Factors that Determine the Marine Insurance Premium
Nature and Type of Goods
High-value items, such as perishable goods or hazardous chemicals, attract higher premiums due to their susceptibility to damage and lower recoverability.
Mode of Transport & Shipping Route
Whether cargo moves by sea, air, rail or road affects risk levels. Routes prone to piracy, adverse weather or geopolitical instability often carry higher premiums.
Type and Extent of Coverage
A comprehensive All Risk policy will be more expensive than a basic named-perils cover.
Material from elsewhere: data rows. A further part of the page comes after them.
PR #71674, opened 2026-07-16
feat(emailoctopus): support EmailOctopus API version v2

Gilbert09:
## Problem

EmailOctopus launched API v2 (recommending it over the now-legacy v1), but the source declared no explicit vendor API versions — it relied on the framework's implicit unversioned `"v1"` default. New sources should be created on v2, while existing sources stay exactly where they are.

## Changes

- Declare `supported_versions = ("v1", "v2")` and bump `default_version` to `"v2"` so **new** sources are created on v2.
- Thread the resolved `api_version` from `source_for_pipeline` into `emailoctopus_source` → `get_rows` via a base-URL-per-version seam (`_base_url_for_version`), mirroring the Salesforce/Stripe version-dispatch pattern.
- EmailOctopus serves every API version from the same host (`api.emailoctopus.com`) with the same bearer auth, resource paths, and cursor pagination — the version isn't carried in the request. Both labels therefore resolve to that one host, so existing `"v1"`-pinned sources are byte-for-byte unaffected by the default bump. The seam exists so a genuinely divergent future version can branch there.
- Existing sources keep their current pin; nothing is migrated or repinned, and no version is deprecated.

Automated only (no manual sync run):

- `test_emailoctopus_source.py::TestEmailOctopusSourceVersions` — locks in `default_version == "v2"` (new sources land on v2) and that both `"v1"` and `"v2"` pins are honored verbatim after the default bump. Catches a regression that drops v1 or reverts the default, which would mislabel or repin existing sources.
- `test_emailoctopus.py::TestApiVersionDispatch` — asserts `_base_url_for_version` resolves every supported label (and an undeclared pin) to the REST host, and that `get_rows(api_version=...)` threads the version end-to-end into the request URL for both v1 and v2. The v1 path was not exercised by any existing test.
- Existing `test_emailoctopus.py` call sites updated for the new required `api_version` argument.
- The registry invariant suite (`sources/tests/test_source_versions.py`) passes for the new declarations.

## 🤖 Agent context

Authored by PostHog Code (Claude Opus 4.8). Invoked the `/warehouse-source-new-version` skill for the version-declaration + dispatch conventions and `/writing-tests` for the test gate.

Key decision: the existing implementation already speaks EmailOctopus's real v2 protocol, and the vendor doesn't encode the API version in requests (confirmed against the v2 docs). So rather than inventing a divergent request path, both supported labels resolve to the same host and the version is threaded purely as a forward-compatible dispatch seam — keeping existing `"v1"`-pinned syncs byte-for-byte unchanged.

---


danielcarletti:
## Review: PR #71674 — feat(emailoctopus): support EmailOctopus API version v2

**ELI10:** EmailOctopus made a newer version of its data connection (v2). This PR tells PostHog to create brand-new EmailOctopus imports on v2, while leaving everyone's existing imports exactly as they were. Because v2 actually uses the same web address as before, nothing about how data is fetched really changes — it's mostly relabeling plus a bit of plumbing for a possible future version.

**Goal achieved:** yes — new sources default to `v2`, existing pins are honored verbatim, and no request behavior changes.
**Sensible approach:** yes — mirrors the established Stripe version-dispatch pattern (`resolve_api_version(inputs.api_version)`) and the `/warehouse-source-new-version` skill.
**Breaks dependents:** no — `get_rows` and `emailoctopus_source` gained a required `api_version` param; the only callers are `source.py` (updated) and the tests (updated). No external callers. `_base_url_for_version` maps both labels to the same host, so `"v1"`-pinned rows are byte-for-byte unchanged.

### Findings
- [nit] products/warehouse_sources/backend/temporal/data_imports/sources/emailoctopus/emailoctopus.py:36 — The `_base_url_for_version` seam plus `base_url` threaded through `_iter_list_ids` / `_get_top_level_rows` / `_get_contact_rows` is behaviorally a no-op today: both labels resolve to the same host, so it's pure speculative forward-compat indirection (against the "no unrequested flexibility" guideline). It's defensible since the skill prescribes exactly this and it reduces churn when a divergent version lands — just flagging that the whole seam could be deferred to that future PR, with only the `source.py` version declarations shipping now. Fix (optional): drop the emailoctopus.py threading and keep only `supported_versions`/`default_version` until a version genuinely diverges.
- [nit] products/warehouse_sources/backend/temporal/data_imports/sources/emailoctopus/tests/test_emailoctopus.py:404 — `TestApiVersionDispatch` can't fail while every version resolves to one host: `test_base_url_resolves_to_rest_host` asserts a constant, and `test_get_rows_threads_version_into_request_host` would still pass even if `get_rows` ignored `api_version` (the URL is `EMAILOCTOPUS_BASE_URL == BASE` regardless). So it doesn't actually guard the "end-to-end thread" it claims to. Fix: either accept it as a low-value smoke test, or leave the dispatch tests for the PR that introduces a real version-varying request (where they can meaningfully fail).

### Verdict
Clean, well-scoped, and low-risk — the change does what the description says, follows the codebase's existing version-dispatch convention, and cannot affect existing `"v1"` syncs. No must-fix items. The only observations are that the base-URL seam and its two tests are inert given both versions share a host; both are reasonable to keep as forward-compat scaffolding, so treat them as judgment calls rather than defects.

products/warehouse_sources/backend/temporal/data_imports/sources/emailoctopus/emailoctopus.py
```diff
@@ -22,6 +22,20 @@
...
+# or query param). Both supported labels therefore resolve to the one REST host the source has
+# always used; the seam exists so a genuinely divergent future version can branch here, and pinned
+# instances keep hitting the same host regardless of the default.
+_BASE_URL_BY_VERSION = {
+    "v1": EMAILOCTOPUS_BASE_URL,
+    "v2": EMAILOCTOPUS_BASE_URL,
+}
+
+
+def _base_url_for_version(api_version: str) -> str:
```
danielcarletti, line 36: [nit] The _base_url_for_version seam plus base_url threaded through _iter_list_ids / _get_top_level_rows / _get_contact_rows is behaviorally a no-op today: both labels resolve to the same host, so it is pure speculative forward-compat indirection. Defensible since the skill prescribes it and it cuts churn when a divergent version lands. Fix (optional): defer the emailoctopus.py threading to that future PR and ship only the source.py version declarations now.

products/warehouse_sources/backend/temporal/data_imports/sources/emailoctopus/tests/test_emailoctopus.py
```diff
@@ -380,10 +391,38 @@ def test_primary_keys_and_partitioning(self, endpoint: str, expected_pks: list[s
...
         )
         assert response.name == endpoint
         assert response.primary_keys == expected_pks
         assert response.sort_mode == "asc"
         assert response.partition_mode == "datetime"
         assert response.partition_keys == [EMAILOCTOPUS_ENDPOINTS[endpoint].partition_key]
         assert EMAILOCTOPUS_ENDPOINTS[endpoint].partition_key == "created_at"
+
+
+class TestApiVersionDispatch:
```
danielcarletti, line 404: [nit] TestApiVersionDispatch cannot fail while every version resolves to one host: test_base_url_resolves_to_rest_host asserts a constant, and test_get_rows_threads_version_into_request_host would still pass even if get_rows ignored api_version (the URL is EMAILOCTOPUS_BASE_URL == BASE regardless). So it does not guard the end-to-end thread it claims to. Fix: accept it as a low-value smoke test, or defer the dispatch tests to the PR that introduces a real version-varying request where they can meaningfully fail.

danielcarletti (commented):
Clean, low-risk version-declaration PR that follows the established Stripe/skill dispatch pattern and cannot affect existing v1 syncs. Two nits only, both stemming from the fact that both labels resolve to the same host so the seam is inert today. No must-fix items.

danielcarletti (approved):
LGTM

products/warehouse_sources/backend/temporal/data_imports/sources/emailoctopus/emailoctopus.py
Gilbert09: Thanks — agreed it's a no-op at runtime today, and that's deliberate. The `warehouse-source-new-version` skill prescribes threading the resolved `api_version` down to the request layer for every source (step 3), and its EmailOctopus learning is explicit that when a vendor doesn't encode the version in the request you "map every supported label to the same base URL and thread the version purely as a forward-compat dispatch seam." Keeping the seam here means the pin genuinely reaches the request layer, so `default_version="v2"` is provably honored rather than asserted, and a future divergent version branches in one obvious place instead of re-threading the call chain. I'd rather keep it consistent with the other sources than special-case EmailOctopus, so keeping as-is.

products/warehouse_sources/backend/temporal/data_imports/sources/emailoctopus/tests/test_emailoctopus.py
Gilbert09: Fair — these are intentionally smoke/guard tests, matching skill step 5 ("at minimum that the version label reaches the client/request layer for each supported version"). `test_get_rows_threads_version_into_request_host` asserts the resolved version flows through `get_rows` into the request host for both supported labels; you're right it can't fail today because both labels resolve to one host, but it locks in the contract so the day a version *does* diverge, the test starts exercising a real branch instead of having to be written from scratch. Keeping them as low-value smoke coverage rather than deferring.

Deductibles and additional protections also impact pricing.
Frequency of Shipment
One-time shipments compared to regular transit contracts or annual covers can significantly influence marine insurance premiums.
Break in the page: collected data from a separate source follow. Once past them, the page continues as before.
PR #71675, opened 2026-07-16
feat(zonka_feedback): support Zonka Feedback API version v2.1

Gilbert09:
## Problem

Zonka Feedback's current stable API is v2.1 ([apidocs.zonkafeedback.com](https://apidocs.zonkafeedback.com/)); the source shipped under the framework's default unversioned label. New sources should be created on the vendor's current stable version.

**Why:** keep the source aligned with the vendor's current stable API so newly connected sources start on v2.1, while every source already in production stays on the version it was created against.

## Changes

- Declare `supported_versions = ("v1", "v2.1")` and set `default_version = "v2.1"` on `ZonkaFeedbackSource`, so new sources are stamped v2.1 at creation.
- Thread the resolved API version from `source_for_pipeline` (`resolve_api_version`) down through `zonka_feedback_source` → `get_rows` → the URL builder.
- Zonka versions its REST API through the account's region subdomain — not a URL path segment or version header — so v1 and v2.1 both target `{data_center}.apis.zonkafeedback.com`. The host template is keyed by version so a future divergence (host family or path prefix) is a one-line change. An undeclared pin falls back to the current host rather than failing the sync, matching `resolve_api_version`'s honor-the-pin behavior.
- No migration/repin: existing sources keep their pin. v1 and v2.1 build byte-for-byte identical requests, so sources resolving to either (pinned v1, or unpinned resolving to the new default) are unaffected. v1 remains fully supported.

Automated only (I did not run a live sync against Zonka). Ran the source's unit tests plus the registry version-invariant suite:
`pytest products/warehouse_sources/backend/temporal/data_imports/sources/zonka_feedback/tests/ products/warehouse_sources/backend/temporal/data_imports/sources/tests/test_source_versions.py` — all pass.

New/changed tests and the regression each guards:
- `test_version_declaration_defaults_to_v2_1` — locks in v2.1 as the resolved default for new/unpinned sources and that an explicit `v1` pin is honored verbatim (guards a silent repin of existing sources if the default flip regressed).
- `test_source_for_pipeline_plumbs_arguments` (now parameterized over v1/v2.1) — the resolved pin reaches the request layer; catches the version being dropped or hardcoded.
- `test_threads_api_version_to_url_builder` — `get_rows` passes the version to the URL builder; guards the request layer against silently ignoring the pin.
- `test_base_url_resolves_every_version_to_region_host` — each declared version, plus an undeclared pin, resolves to the region host; guards the dispatch table and the fallback.

## 🤖 Agent context

Authored with Claude Code (Opus 4.8). Invoked the `warehouse-source-new-version` skill for the version-declaration + dispatch conventions and `writing-tests` for the test gate. Followed the Stripe source as the threading reference (`resolve_api_version` at the source class, version passed to the request layer). Confirmed against vendor docs that Zonka versions via region subdomain rather than a path segment/header, so no per-version request divergence exists today — the change declares the versions, flips the default, and centralizes the (currently shared) host so a future divergence is localized. Checked open PRs (including the maintainer's own) for an existing Zonka v2.1 change and found none.

---


danielcarletti:
## Review: PR #71675 — feat(zonka_feedback): support Zonka Feedback API version v2.1

**ELI10:** Zonka Feedback (the survey tool PostHog imports data from) now has a newer official version, v2.1. This PR tells PostHog to start new connections on v2.1, while leaving anyone already connected exactly where they are. It turns out v1 and v2.1 send the identical request, so nothing about how data is actually fetched changes.

**Goal achieved:** yes — new sources are stamped `default_version = "v2.1"`; existing pins are honored verbatim.
**Sensible approach:** alternative worth considering — the request-layer version threading + host dict are behaviorally inert since Zonka versions by region subdomain, so the declaration alone meets the goal.
**Breaks dependents:** no — verified `SourceInputs.api_version` is pre-resolved in `import_data_sync.py:220` (double-resolve is idempotent, matches Stripe `source.py:488`); every `base_url` caller still compiles (`check_access`, `get_non_retryable_errors`, tests); v1/v2.1 build byte-for-byte identical requests, so NULL-pin sources flipping v1→v2.1 change nothing observable.

### Findings
- [should-fix] `products/warehouse_sources/backend/temporal/data_imports/sources/zonka_feedback/zonka_feedback.py:28` — `_HOST_TEMPLATE_BY_VERSION` maps both versions to the identical host, and the version threaded through `base_url` → `get_rows` → `zonka_feedback_source` changes no request. Zonka versions via the region subdomain, which is version-independent, so this is speculative machinery for a divergence that doesn't exist; the goal (new sources on v2.1) is met purely by `supported_versions`/`default_version` on the source class. The skill's own rule is "thread only if the version is a header/URL segment" — Zonka is neither — so dropping the dict + request-layer threading (and the two request-layer tests) is arguably *more* skill-aligned, not less. Fix: keep the class-attribute declaration + default flip; re-add threading when a version actually diverges the request. (Judgment call — the author documented the opposite intent; flagging for an explicit decision.)
- [nit] `zonka_feedback.py:27` — the comment (mirrored in SKILL.md and the PR body) claims a future host divergence is "a localized change here." It isn't fully: `get_non_retryable_errors` (`source.py:107`) independently builds hosts via `base_url(data_center)` with no version and would silently keep matching only the default-version host, so a diverged v1-pinned source's 401/403 wouldn't map to the friendly message. Fix: if the threading is kept, either thread the version into `get_non_retryable_errors` too, or soften the comment to note that call site also needs updating on a real divergence.

### Verdict
Correct and safe — no dependents break, existing pins are preserved, and the v1/v2.1 request-identical claim checks out. The only substantive point is that the request-layer threading and the two-identical-values host dict do nothing today; whether to carry that scaffolding for a hypothetical future divergence is a judgment call worth making explicitly rather than by default. Nothing here is a blocker.

danielcarletti (commented):
Two design-level notes on the version scaffolding: the request-layer threading and two-identical-values host dict are behaviorally inert today (Zonka versions by region subdomain), and the "localized one-line change" claim overlooks get_non_retryable_errors. Both are judgment calls, not blockers.

products/warehouse_sources/backend/temporal/data_imports/sources/zonka_feedback/zonka_feedback.py
```diff
@@ -13,9 +13,23 @@
...
+ZONKA_API_VERSION_V2_1 = "v2.1"
+
 # Zonka Feedback hosts data per region; the account's data center is the subdomain of the API host.
 # US=us1, EU=e, IN=in are the documented, verifiable identifiers.
 DATA_CENTER_IDS: tuple[str, ...] = ("us1", "e", "in")
+
+# Zonka versions its REST API through the account's region subdomain, not a URL path segment or a
+# version header, so every supported version targets the same host template. Keyed by version so a
+# future version that moves host families or adds a path prefix is a localized change here.
+_HOST_TEMPLATE_BY_VERSION: dict[str, str] = {
```
danielcarletti: [should-fix] This dict maps both versions to the identical host, and the version threaded through base_url -> get_rows -> zonka_feedback_source changes no request. Zonka versions via the region subdomain (version-independent), so this is scaffolding for a divergence that doesn't exist; the goal (new sources on v2.1) is met purely by supported_versions/default_version on the source class. The skill's rule is 'thread only if the version is a header/URL segment' -- Zonka is neither -- so dropping the dict + request-layer threading is arguably more skill-aligned. Fix: keep the declaration + default flip; re-add threading when a version actually diverges the request. Judgment call flagged for an explicit decision, not a blocker.

products/warehouse_sources/backend/temporal/data_imports/sources/zonka_feedback/zonka_feedback.py
```diff
@@ -13,9 +13,23 @@
...
+ZONKA_API_VERSION_V1 = "v1"
+ZONKA_API_VERSION_V2_1 = "v2.1"
+
 # Zonka Feedback hosts data per region; the account's data center is the subdomain of the API host.
 # US=us1, EU=e, IN=in are the documented, verifiable identifiers.
 DATA_CENTER_IDS: tuple[str, ...] = ("us1", "e", "in")
+
+# Zonka versions its REST API through the account's region subdomain, not a URL path segment or a
+# version header, so every supported version targets the same host template. Keyed by version so a
+# future version that moves host families or adds a path prefix is a localized change here.
```
danielcarletti: [nit] This 'localized change here' claim (also in SKILL.md and the PR body) isn't fully accurate: get_non_retryable_errors in source.py builds hosts via base_url(data_center) with no version, so on a real host divergence a v1-pinned source's 401/403 would keep matching only the default-version host and miss the friendly message. Fix: if threading is kept, thread the version into get_non_retryable_errors too, or soften this comment to note that call site also needs updating.

danielcarletti:
AI reply: Removed the inert per-version request scaffolding. Confirmed against Zonka's API docs that it versions purely via the region subdomain (`{data_center}.apis.zonkafeedback.com`) — same host, same paths (`/responses`, `/surveys`, `/contacts`), no version segment or version header — so v1 and v2.1 build byte-for-byte identical requests. With no request divergence, threading `api_version` into the request layer and keying `_HOST_TEMPLATE_BY_VERSION` on version changed nothing, so per the versioning skill's "don't add inert scaffolding" rule I dropped both and kept only the `supported_versions`/`default_version` declaration.

Changes: removed `_HOST_TEMPLATE_BY_VERSION` and reverted `base_url`, `get_rows`, and `zonka_feedback_source` to their single-host signatures; dropped the `api_version` threading in `source.py` (declaration unchanged); removed the two tests that only exercised the removed threading/map and de-parameterized `test_source_for_pipeline_plumbs_arguments`. The version-declaration test (default flip + honor-pin) stays. Also corrected the SKILL.md learning, which had claimed the version-keyed host made a future divergence a one-line change — it overlooked that `base_url` also feeds `check_access`/`get_non_retryable_errors`, so that was never true.

Tests green: `zonka_feedback/tests/` + `test_source_versions.py` — 915 passed.

danielcarletti (approved):
LGTM

products/warehouse_sources/backend/temporal/data_imports/sources/zonka_feedback/zonka_feedback.py
Gilbert09: Agreed — the version-threading scaffolding has been dropped. `base_url` no longer takes a version, the `_HOST_TEMPLATE_BY_VERSION` dict and the `api_version` params threaded through `get_rows`/`zonka_feedback_source` are gone. The change is now just the `supported_versions`/`default_version` declaration plus the default flip, as you suggested. The skill's Learnings entry was updated to record why threading is inert for a subdomain-versioned vendor.

products/warehouse_sources/backend/temporal/data_imports/sources/zonka_feedback/zonka_feedback.py
Gilbert09: Good catch — this is moot now that the request-layer threading is gone. `get_non_retryable_errors` (and `check_access`) already build hosts via `base_url(data_center)` with no version, and since every version issues byte-for-byte identical requests there's no divergence for them to miss. The "localized change here" comment that made the inaccurate claim was removed with the scaffolding, and the skill's Learnings entry now explicitly notes that `base_url` also feeds `check_access`/`get_non_retryable_errors`, so a real future divergence wouldn't be a one-line change.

Safety Measures & Risk Assessment
Use of safety devices, secure packaging and adherence to regulatory standards may reduce premiums, as they lower the likelihood of loss or damage.
Claim History
Businesses with a strong claims record may benefit from lower premiums, while frequent past claims could result in higher costs.
How is the Premium calculated for Marine Cargo Insurance?
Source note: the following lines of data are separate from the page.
PR #71676, opened 2026-07-16
feat(google_sheets): support Google Sheets API version v4

Gilbert09:
## Problem

The Google Sheets data-warehouse source declared no meaningful vendor API version — it sat on the framework's `UNVERSIONED_API_VERSION` (`"v1"`) default, which was never Google's retired API v3. Google's current (and only) stable REST API is v4, which is what the connector already talks to via `gspread`. New sources should record that they run on v4.

## Changes

- Add `"v4"` to the Google Sheets source's `supported_versions` and make it `default_version`, so new sources are created on v4.
- Keep `"v1"` (the framework's legacy `UNVERSIONED` default) in `supported_versions` so sources created before this change stay pinned and unaffected — no repin, no migration.
- Introduce a minimal version dispatch: `source_for_pipeline` resolves the instance pin (falling back to the default) via `resolve_api_version` and threads it down to where the `gspread` client is built.

`gspread` pins the Sheets v4 base URL for every request and exposes no per-client version knob, so every supported label resolves to identical calls. Flipping the default is therefore byte-for-byte safe for existing syncs; the threaded version is the dispatch seam for any future version whose request shape genuinely diverges.

Automated only (agent-run):

- Extended `test_google_sheets.py` with one parameterized test (`test_source_for_pipeline_threads_resolved_api_version_to_client`, 3 cases: unpinned→v4 default, legacy `"v1"` honored, explicit `"v4"`). It guards that `source_for_pipeline` resolves the pin and threads the version to the client build — a regression that drops the resolve/thread would send the wrong (or no) version to the request layer. No existing test exercised version resolution.
- Updated the two existing `google_sheets_source(...)` calls to pass the now-required `api_version`.
- Ran the source's test module plus the registry-wide `test_source_versions.py` invariants (default ∈ supported, deprecated ⊆ supported, default not deprecated, https `api_docs_url`) — all pass.

## Docs update

No user-facing behavior change — new sources simply record `v4` as their pinned version.

## 🤖 Agent context

Authored with Claude Code. Invoked the `/warehouse-source-new-version` skill (version declaration + dispatch conventions) and `/writing-tests` (test value gate).

Key decision: Google Sheets has no request-path divergence between labels because `gspread` bakes in the v4 base URL, so this is a declarative version bump plus a threaded dispatch seam rather than per-version branching. Kept the change inside the source's own directory; did not touch shared layers, other sources, credential validation, or the global retry/error handling.

Checked open PRs (including the maintainer's own) for an existing Google Sheets v4 fix before starting — none found.

---


danielcarletti:
## Review: PR #71676 — feat(google_sheets): support Google Sheets API version v4

**ELI10:** The Google Sheets connector never wrote down which version of Google's data API it uses. This PR labels it "v4" (the real one) so new connections record it, while old connections keep working exactly as before — the actual requests don't change at all.

**Goal achieved:** yes — `default_version`/`supported_versions` now record `v4`, and the resolved pin is threaded to the client build.
**Sensible approach:** yes — one alternative worth considering: the stated goal ("record v4") is met by the 2-line metadata bump alone; the ~30 lines threading `api_version` through five functions is a deliberate, skill-mandated dispatch seam that is a no-op today.
**Breaks dependents:** no — every caller of `google_sheets_source`, `_get_worksheet`, `get_schemas`, `get_schema_incremental_fields`, `google_sheets_client` lives inside the `google_sheets` module; `source_for_pipeline` and both test call sites are updated. New required `api_version` on `google_sheets_source` sits before the only defaulted arg and all callers pass it by keyword. `test_source_versions.py` invariants hold (default ∈ supported, none deprecated, https docs URL).
**Undisclosed side effects:** none — the `_get_worksheet` cache key widens to include `api_version`, but it is constant per source instance, so it only ever adds cache entries; behavior is unchanged (documented in the PR/skill).

### Findings
- [nit] products/warehouse_sources/backend/temporal/data_imports/sources/google_sheets/google_sheets.py:39 — `google_sheets_client(api_version=...)` accepts `api_version` but never references it in the body; the dispatch seam terminates in a dead parameter. This follows the documented `warehouse-source-new-version` convention, so it's defensible. Fix: keep only if the cross-source seam consistency is the intent; otherwise let the seam end one level up at `_get_worksheet`/`get_schemas` (where a future divergent client would actually be constructed) rather than passing an unused arg into `google_sheets_client`.

### Verdict
Clean, low-risk change: contained blast radius, consistent with the framework's versioning convention, and heavily documented. The only observation is that the threaded `api_version` is entirely speculative today and dead-ends as an unused parameter in `google_sheets_client` — acceptable as a deliberate seam, not a defect. No must-fix items. Note: the red "Unit Tests"/"MCP Tests Pass" checks are an unrelated MCP snapshot artifact drift plus a vitest permission test failure — neither is touched by this PR (it only changes google_sheets Python and one skill doc).

products/warehouse_sources/backend/temporal/data_imports/sources/google_sheets/google_sheets.py
```diff
@@ -27,8 +27,16 @@
...
+# every request (its base URL is pinned in gspread.urls and is not per-client configurable); v3 and
+# earlier are retired. The version is therefore threaded purely as metadata recording which vendor
+# GA version a sync declares: every supported label resolves to the same v4 calls. The framework's
+# legacy UNVERSIONED default ("v1") predates this metadata and was never Google's v3, so sources
+# created before this change keep issuing identical requests.
+GOOGLE_SHEETS_API_VERSION_V4 = "v4"
 
-def google_sheets_client() -> gspread.Client:
+
+def google_sheets_client(api_version: str = GOOGLE_SHEETS_API_VERSION_V4) -> gspread.Client:
```
danielcarletti: [nit] `google_sheets_client` accepts `api_version` but never references it in the body — the dispatch seam terminates in a dead parameter. This follows the documented `warehouse-source-new-version` convention, so it is defensible. Fix: keep only if cross-source seam consistency is intended; otherwise let the seam end one level up at `_get_worksheet`/`get_schemas` (where a future divergent client would actually be built) rather than passing an unused arg into `google_sheets_client`.

danielcarletti (commented):
One nit only — the change is clean, blast radius is contained to the google_sheets module, and it follows the versioning-framework convention. Flagging the speculative dispatch seam.

danielcarletti (approved):
LGTM

products/warehouse_sources/backend/temporal/data_imports/sources/google_sheets/google_sheets.py
Gilbert09: Addressed in the follow-up refactor (`refactor(google_sheets): end version seam at the worksheet cache key`). `google_sheets_client()` no longer accepts `api_version` — the dispatch seam now terminates at `_get_worksheet`, where `api_version` participates in the memoization key so a future version whose client differs can't reuse another version's cached handle. This matches your suggestion to end the seam one level up rather than passing a dead arg into the client builder.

The premium for marine cargo insurance is calculated based on a percentage of the total insured value, which includes the cost of goods, freight charges and applicable duties or taxes. This base rate is then adjusted depending on:
Insurers may also consider historical claim data and risk mitigation measures before finalising the premium. TATA AIG offers easy online marine insurance calculation. Just enter your cargo and transit details to get started.
Type of insurance cover (All Risk vs Specific Risk)
Nature and value of goods
Mode and route of transport
Type and age of the vessel (for water transport)
Trading limits (maximum amount of coverage provided for the goods)
Add-on covers opted for
Marine Insurance Claim Process
The assured and their agents should do what they can to prevent or lessen any damage or loss to their goods. They should also make sure to use their legal rights against anyone responsible for any problems.
This is how the claim procedure works:
Inform TATA AIG and the carriers, port authorities, and bailees responsible for shipping if any packages are missing.
Go to our claims page, click “Initiate a Claim”, and select Marine. Enter your policy number, the policy start date and the date of loss. Click Confirm.
Proceed to provide further information and upload any required documentation to verify your claim and await confirmation.
A surveyor will investigate the circumstance and cause of damage, assess the extent of loss and prepare a report.
Based on the surveyor’s report and marine insurance policy conditions, the claim will be processed and settled considering the policy conditions.
If the goods appear damaged, do not accept them until you can provide written confirmation.
If the goods are delivered in a container, the responsible official should immediately check the container and the seals.
If the seals are broken or missing, they must mention this on the delivery form and keep any broken seals aside for later.
If there is any apparent damage or loss, the official should ask the shipping company to examine it and then file a claim for the damage or loss.
If damage or loss is found later, the shipping company should be informed in writing within 3 days of receiving the goods.
The consignees should familiarise themselves with the port's rules where the goods are being delivered.
Documents Required to Raise Claim Under Marine Insurance
Given below are the documents needed to file a claim under marine insurance:
Original policy or marine insurance certificate
Original Bill of Lading and/or another contract of carriage.
Original copy of shipping invoices, with the packing list and/or weighment notes.
Landing remarks/account and weighment notes at the final destination
The survey report and other documentary evidence, if available, show the extent of the loss or damage.
Correspondence exchanged with the carriers and other parties regarding their liability for the loss or damage.
To enable claims to be dealt with promptly, the assured or their agents are advised to submit all the supporting documents without delay, including the items mentioned above.